PR #4055, opened 2024-06-04
fail jobs exceeding TotalTimeout

wdbaruni:
`TotalTimeout` is a new field that was introduced in https://github.com/bacalhau-project/bacalhau/pull/4049#discussion_r1625020598 that covers both ExecutionTimeout and QueueTimeout, but not taking affect and not processed by Housekeeper or Scheduler

This PR fixes that and maps `--timeout` flag in `docker run` to `TotalTimeout` instead of `ExecutionTimeout`


pkg/orchestrator/housekeeping.go
```diff
@@ -191,42 +210,38 @@ func (h *Housekeeping) timeoutExecutions(ctx context.Context, activeExecutions [
...
-		return fmt.Errorf("failed to create evaluation %+v: %w", eval, err)
-	}
-
-	log.Ctx(ctx).Debug().Msgf("enqueued evaluation for timed-out execution %+v", eval)
-	return nil
+func (h *Housekeeping) enqueueTimeoutTask(ctx context.Context, job *models.Job, trigger, comment string) {
+	h.workersSem <- struct{}{}
+	h.waitGroup.Add(1)
+
+	go func() {
```
frrist, line 232: why is it necessary to perform this operation in a go routine?

frrist (approved):

pkg/bidstrategy/semantic/timeout_strategy.go
```diff
@@ -38,17 +37,9 @@ const (
...
-
-	// Timeout will be multiplied by 1000000000 (time.Second) when it gets
-	// converted to a time.Duration (which is an int64 underneath), so make sure
-	// that it can fit into it.
-	var maxTimeout = int64(model.NoJobTimeout.Seconds())
-	if request.Job.Task().Timeouts.ExecutionTimeout > maxTimeout {
-		return bidstrategy.NewBidResponse(false, maxReason, timeoutSeconds, maxTimeout), nil
+	timeout := request.Job.Task().Timeouts.GetExecutionTimeout()
+	if timeout <= 0 {
+		return bidstrategy.NewBidResponse(true, minReason, timeout.String(), 0), nil
```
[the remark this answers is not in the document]
wdbaruni: I hear your point. What do have in mind to make it more readable?

pkg/orchestrator/housekeeping.go
wdbaruni: today our datastore is local and may not be that beneficial, but when we use a remote datastore or when we have to replicate datastore operations across multiple requesters, we can benefit from parallelizing unrelated operations or else the housekeeper may not be able to keep up

frrist: Since we aren't at that point yet this seems unnecessary/premature. But given this PR already merged I suppose it doesn't matter.

pkg/bidstrategy/semantic/timeout_strategy.go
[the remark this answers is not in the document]
frrist: Return the bid structure rather than using this construct.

● **Directions for this task**
Give back the complete material, keeping every word exactly as written.

● **Written response**
PR #4055, opened 2024-06-04
fail jobs exceeding TotalTimeout

wdbaruni:
`TotalTimeout` is a new field that was introduced in https://github.com/bacalhau-project/bacalhau/pull/4049#discussion_r1625020598 that covers both ExecutionTimeout and QueueTimeout, but not taking affect and not processed by Housekeeper or Scheduler

This PR fixes that and maps `--timeout` flag in `docker run` to `TotalTimeout` instead of `ExecutionTimeout`


pkg/orchestrator/housekeeping.go
```diff
@@ -191,42 +210,38 @@ func (h *Housekeeping) timeoutExecutions(ctx context.Context, activeExecutions [
...
-		return fmt.Errorf("failed to create evaluation %+v: %w", eval, err)
-	}
-
-	log.Ctx(ctx).Debug().Msgf("enqueued evaluation for timed-out execution %+v", eval)
-	return nil
+func (h *Housekeeping) enqueueTimeoutTask(ctx context.Context, job *models.Job, trigger, comment string) {
+	h.workersSem <- struct{}{}
+	h.waitGroup.Add(1)
+
+	go func() {
```
frrist, line 232: why is it necessary to perform this operation in a go routine?

frrist (approved):

pkg/bidstrategy/semantic/timeout_strategy.go
```diff
@@ -38,17 +37,9 @@ const (
...
-
-	// Timeout will be multiplied by 1000000000 (time.Second) when it gets
-	// converted to a time.Duration (which is an int64 underneath), so make sure
-	// that it can fit into it.
-	var maxTimeout = int64(model.NoJobTimeout.Seconds())
-	if request.Job.Task().Timeouts.ExecutionTimeout > maxTimeout {
-		return bidstrategy.NewBidResponse(false, maxReason, timeoutSeconds, maxTimeout), nil
+	timeout := request.Job.Task().Timeouts.GetExecutionTimeout()
+	if timeout <= 0 {
+		return bidstrategy.NewBidResponse(true, minReason, timeout.String(), 0), nil
```
[the remark this answers is not in the document]
wdbaruni: I hear your point. What do have in mind to make it more readable?

pkg/orchestrator/housekeeping.go
wdbaruni: today our datastore is local and may not be that beneficial, but when we use a remote datastore or when we have to replicate datastore operations across multiple requesters, we can benefit from parallelizing unrelated operations or else the housekeeper may not be able to keep up

frrist: Since we aren't at that point yet this seems unnecessary/premature. But given this PR already merged I suppose it doesn't matter.

pkg/bidstrategy/semantic/timeout_strategy.go
[the remark this answers is not in the document]
frrist: Return the bid structure rather than using this construct.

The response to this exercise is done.